(Dataset records)

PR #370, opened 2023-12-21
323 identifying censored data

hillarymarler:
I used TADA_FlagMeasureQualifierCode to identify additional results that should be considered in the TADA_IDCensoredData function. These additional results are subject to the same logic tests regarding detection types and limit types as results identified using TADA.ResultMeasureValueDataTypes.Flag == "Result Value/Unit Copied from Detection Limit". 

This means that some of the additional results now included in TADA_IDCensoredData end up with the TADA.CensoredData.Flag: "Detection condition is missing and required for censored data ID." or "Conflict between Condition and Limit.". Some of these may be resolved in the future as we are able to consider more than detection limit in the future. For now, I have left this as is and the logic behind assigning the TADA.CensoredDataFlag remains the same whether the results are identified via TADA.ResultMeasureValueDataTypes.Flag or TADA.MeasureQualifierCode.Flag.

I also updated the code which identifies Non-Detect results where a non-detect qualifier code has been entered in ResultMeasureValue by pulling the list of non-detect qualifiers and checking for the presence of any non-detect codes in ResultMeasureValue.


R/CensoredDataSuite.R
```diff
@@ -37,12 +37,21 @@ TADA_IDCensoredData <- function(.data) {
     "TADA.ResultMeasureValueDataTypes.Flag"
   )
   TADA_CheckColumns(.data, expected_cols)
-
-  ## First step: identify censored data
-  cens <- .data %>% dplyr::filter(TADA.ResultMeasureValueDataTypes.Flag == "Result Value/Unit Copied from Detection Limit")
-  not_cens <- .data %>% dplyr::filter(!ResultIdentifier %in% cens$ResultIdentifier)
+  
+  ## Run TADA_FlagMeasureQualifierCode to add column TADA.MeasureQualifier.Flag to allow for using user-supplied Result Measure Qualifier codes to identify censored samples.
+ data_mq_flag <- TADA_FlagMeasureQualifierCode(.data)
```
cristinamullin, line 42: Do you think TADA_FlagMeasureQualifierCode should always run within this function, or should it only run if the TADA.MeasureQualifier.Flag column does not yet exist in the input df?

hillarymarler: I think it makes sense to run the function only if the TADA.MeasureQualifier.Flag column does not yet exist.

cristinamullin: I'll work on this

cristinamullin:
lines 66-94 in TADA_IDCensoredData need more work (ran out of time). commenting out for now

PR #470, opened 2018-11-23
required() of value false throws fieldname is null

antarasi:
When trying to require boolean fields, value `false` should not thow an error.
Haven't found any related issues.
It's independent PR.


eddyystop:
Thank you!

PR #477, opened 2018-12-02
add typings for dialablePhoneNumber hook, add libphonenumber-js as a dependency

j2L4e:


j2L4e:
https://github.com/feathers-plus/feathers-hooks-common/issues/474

...

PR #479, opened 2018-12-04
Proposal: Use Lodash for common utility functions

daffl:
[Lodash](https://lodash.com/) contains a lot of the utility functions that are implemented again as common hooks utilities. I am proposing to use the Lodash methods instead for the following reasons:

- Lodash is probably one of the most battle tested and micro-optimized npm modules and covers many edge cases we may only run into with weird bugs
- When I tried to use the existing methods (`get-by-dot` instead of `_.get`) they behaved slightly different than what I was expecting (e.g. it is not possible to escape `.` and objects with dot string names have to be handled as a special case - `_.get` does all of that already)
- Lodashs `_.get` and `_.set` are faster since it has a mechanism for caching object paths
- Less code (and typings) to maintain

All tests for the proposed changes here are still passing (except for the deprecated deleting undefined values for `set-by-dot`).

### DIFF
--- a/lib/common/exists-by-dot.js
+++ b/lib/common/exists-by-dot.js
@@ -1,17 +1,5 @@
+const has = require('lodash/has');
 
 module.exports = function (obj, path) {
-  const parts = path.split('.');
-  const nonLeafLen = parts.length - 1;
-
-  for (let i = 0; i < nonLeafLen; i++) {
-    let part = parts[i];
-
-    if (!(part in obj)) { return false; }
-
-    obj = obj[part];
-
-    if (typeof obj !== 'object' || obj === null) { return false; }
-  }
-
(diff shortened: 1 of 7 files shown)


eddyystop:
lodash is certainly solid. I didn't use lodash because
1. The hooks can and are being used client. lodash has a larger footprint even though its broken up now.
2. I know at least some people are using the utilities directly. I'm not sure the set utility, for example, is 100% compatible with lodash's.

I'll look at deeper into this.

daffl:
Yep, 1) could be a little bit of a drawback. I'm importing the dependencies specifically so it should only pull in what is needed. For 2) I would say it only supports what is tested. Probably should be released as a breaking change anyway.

WHAT IS BEING ASKED = Reproduce the lines of the entries above from the one with "if (typeof obj" to the one with "Yep, 1) could", both included, exactly and without any other line.

EXERCISE OUTPUT =
-    if (typeof obj !== 'object' || obj === null) { return false; }
-  }
-
(diff shortened: 1 of 7 files shown)


eddyystop:
lodash is certainly solid. I didn't use lodash because
1. The hooks can and are being used client. lodash has a larger footprint even though its broken up now.
2. I know at least some people are using the utilities directly. I'm not sure the set utility, for example, is 100% compatible with lodash's.

I'll look at deeper into this.

daffl:
Yep, 1) could be a little bit of a drawback. I'm importing the dependencies specifically so it should only pull in what is needed. For 2) I would say it only supports what is tested. Probably should be released as a breaking change anyway.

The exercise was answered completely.